> _Recorded data_
★ ★ ★ ★ ★

PR #313, opened 2023-09-28
[trivy] Add Trivy action

zbedo:
This is still in progress


bahill (approved):
Looks good! and it seems to have run without finding anything to fix - so that's great!

For the record - I ignored the python-validation check failure as it had to do with a script added by another team member and is not related to this PR.
I also canceled the E2E tests as this does not touch the codebase.

ncalvanese1 (approved):

PR #320, opened 2023-10-20
FE-92 fix git action to use real poetry lock

bahill:
## Why

[Relevant ticket](https://broadworkbench.atlassian.net/browse/FE-92)

## This PR

- Updates the current generate requirements.txt git action so it no longer creates a poetry.lock file. Instead, it uses the lock file already committed to the repository and used in the user code image. This ensures that the requirements.txt is both up to date and matches what is in production.

- Fixed the linter git action so that it only runs on pushes to branches that aren't main

## Checklist


bahill:
Something is wrong with this PR - it just stopped reporting on the checks it is running - while they are running.

PR #324, opened 2024-01-18
FE-128 dedup GitHub actions

bahill:
## Why

[Relevant ticket FE-128](https://broadworkbench.atlassian.net/browse/FE-128)

## This PR
Added better Git Action logic to the main & dev build actions to allow them to co-exist in the workflows dir.

PR is needed to see if I've fixed the second issue of PRs not showing up in the conversation on PRs. - fixed had to fix some syntax & add the jobs to the branch protection rules.
https://stackoverflow.com/questions/69177488/how-to-set-github-actions-as-required-status-checks
80% fixed - the check status is not syncing with the latest versions of the jobs from updates to this PR. I will dig into that later - it's not critical.

## Checklist


bahill:
OK I still don't know why the checks above don't line up with the actions - but for now: 
https://github.com/DataBiosphere/hca-ingest/actions

aherbst-broad (approved):

.github/workflows/build_and_publish_main.yaml
```diff
@@ -1,10 +1,11 @@
-name: Main Validation and Release
+name: Main Validation and Release Workflow
 on:
-  push:
-    branches:
-      - main
+  pull_request_target:
+      types:
+        - closed
```
ahaessly, line 5: Technically this runs on any PR that is merged - so even a feature branch off of dev being merged to dev. Is this what is intended? If so, change the name of the workflow and file to remove "main". If you want it to run only for main then maybe merge with the validate pull request workflow.

.github/workflows/validate-pull-request.yaml
```diff
@@ -5,6 +5,7 @@ on:
       - main
 jobs:
   pr-validation:
+    name: PR Validation
```
ahaessly, line 8: maybe change the name of this workflow (and file) to indicate this only happens for main.

ahaessly (approved):
👍

.github/workflows/build_and_publish_main.yaml
bahill: added main

PR #326, opened 2024-01-29
FE-147 add sentry for production readiness interim dagster

bahill:
## Why

[Relevant ticket FE-147](https://broadworkbench.atlassian.net/browse/FE-147)

## Checklist


orchestration/Dockerfile
```diff
@@ -9,7 +9,8 @@ ENV PYTHONFAULTHANDLER=1 \
   PIP_NO_CACHE_DIR=off \
   PIP_DISABLE_PIP_VERSION_CHECK=on \
   PIP_DEFAULT_TIMEOUT=100 \
-  POETRY_VERSION=1.1.8
+  POETRY_VERSION=1.1.8 \
+  SENTRY_DSN=https://922d76ad2dceb6cd328436ae551ffb11@o54426.ingest.sentry.io/4506559533088768
```
aherbst-broad, line 13: Does this mean the pipeline is using the same DSN for dev and prod? Will that intermix errors between the two environments or is there a way to distinguish between the two the sentry setup?

orchestration/hca_orchestration/pipelines/cut_snapshot.py
```diff
@@ -36,6 +38,14 @@
 warnings.filterwarnings("ignore", category=ExperimentalWarning)
 
 
+SENTRY_DSN = os.getenv(
+    "SENTRY_DSN",
+    "",
+)
+if SENTRY_DSN:
+    sentry_sdk.init(dsn=SENTRY_DSN, traces_sample_rate=1.0)
```
aherbst-broad, line 46: The docs [state](https://docs.sentry.io/platforms/python/configuration/options/?original_referrer=https%3A%2F%2Fwww.google.com%2F#dsn) that the sdk will attempt to pull from the environment automatically and if it can't find the DSN it will just not send events. Given that, what do you think about simplifying this logic to a `sentry_sdk.init(traces_sample_rate=1.0)` and letting the SDK sort out the env var resolution?

aherbst-broad (commented):
Had a question about the SDK init. Can you fix up the description a bit too? It seems to be mis-formatted.

orchestration/Dockerfile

★ ★ ★ ★ ★

> _Required action_
Please restate the material above, word for word and in full.

> _Result_
PR #313, opened 2023-09-28
[trivy] Add Trivy action

zbedo:
This is still in progress


bahill (approved):
Looks good! and it seems to have run without finding anything to fix - so that's great!

For the record - I ignored the python-validation check failure as it had to do with a script added by another team member and is not related to this PR.
I also canceled the E2E tests as this does not touch the codebase.

ncalvanese1 (approved):

PR #320, opened 2023-10-20
FE-92 fix git action to use real poetry lock

bahill:
## Why

[Relevant ticket](https://broadworkbench.atlassian.net/browse/FE-92)

## This PR

- Updates the current generate requirements.txt git action so it no longer creates a poetry.lock file. Instead, it uses the lock file already committed to the repository and used in the user code image. This ensures that the requirements.txt is both up to date and matches what is in production.

- Fixed the linter git action so that it only runs on pushes to branches that aren't main

## Checklist


bahill:
Something is wrong with this PR - it just stopped reporting on the checks it is running - while they are running.

PR #324, opened 2024-01-18
FE-128 dedup GitHub actions

bahill:
## Why

[Relevant ticket FE-128](https://broadworkbench.atlassian.net/browse/FE-128)

## This PR
Added better Git Action logic to the main & dev build actions to allow them to co-exist in the workflows dir.

PR is needed to see if I've fixed the second issue of PRs not showing up in the conversation on PRs. - fixed had to fix some syntax & add the jobs to the branch protection rules.
https://stackoverflow.com/questions/69177488/how-to-set-github-actions-as-required-status-checks
80% fixed - the check status is not syncing with the latest versions of the jobs from updates to this PR. I will dig into that later - it's not critical.

## Checklist


bahill:
OK I still don't know why the checks above don't line up with the actions - but for now: 
https://github.com/DataBiosphere/hca-ingest/actions

aherbst-broad (approved):

.github/workflows/build_and_publish_main.yaml
```diff
@@ -1,10 +1,11 @@
-name: Main Validation and Release
+name: Main Validation and Release Workflow
 on:
-  push:
-    branches:
-      - main
+  pull_request_target:
+      types:
+        - closed
```
ahaessly, line 5: Technically this runs on any PR that is merged - so even a feature branch off of dev being merged to dev. Is this what is intended? If so, change the name of the workflow and file to remove "main". If you want it to run only for main then maybe merge with the validate pull request workflow.

.github/workflows/validate-pull-request.yaml
```diff
@@ -5,6 +5,7 @@ on:
       - main
 jobs:
   pr-validation:
+    name: PR Validation
```
ahaessly, line 8: maybe change the name of this workflow (and file) to indicate this only happens for main.

ahaessly (approved):
👍

.github/workflows/build_and_publish_main.yaml
bahill: added main

PR #326, opened 2024-01-29
FE-147 add sentry for production readiness interim dagster

bahill:
## Why

[Relevant ticket FE-147](https://broadworkbench.atlassian.net/browse/FE-147)

## Checklist


orchestration/Dockerfile
```diff
@@ -9,7 +9,8 @@ ENV PYTHONFAULTHANDLER=1 \
   PIP_NO_CACHE_DIR=off \
   PIP_DISABLE_PIP_VERSION_CHECK=on \
   PIP_DEFAULT_TIMEOUT=100 \
-  POETRY_VERSION=1.1.8
+  POETRY_VERSION=1.1.8 \
+  SENTRY_DSN=https://922d76ad2dceb6cd328436ae551ffb11@o54426.ingest.sentry.io/4506559533088768
```
aherbst-broad, line 13: Does this mean the pipeline is using the same DSN for dev and prod? Will that intermix errors between the two environments or is there a way to distinguish between the two the sentry setup?

orchestration/hca_orchestration/pipelines/cut_snapshot.py
```diff
@@ -36,6 +38,14 @@
 warnings.filterwarnings("ignore", category=ExperimentalWarning)
 
 
+SENTRY_DSN = os.getenv(
+    "SENTRY_DSN",
+    "",
+)
+if SENTRY_DSN:
+    sentry_sdk.init(dsn=SENTRY_DSN, traces_sample_rate=1.0)
```
aherbst-broad, line 46: The docs [state](https://docs.sentry.io/platforms/python/configuration/options/?original_referrer=https%3A%2F%2Fwww.google.com%2F#dsn) that the sdk will attempt to pull from the environment automatically and if it can't find the DSN it will just not send events. Given that, what do you think about simplifying this logic to a `sentry_sdk.init(traces_sample_rate=1.0)` and letting the SDK sort out the env var resolution?

aherbst-broad (commented):
Had a question about the SDK init. Can you fix up the description a bit too? It seems to be mis-formatted.

orchestration/Dockerfile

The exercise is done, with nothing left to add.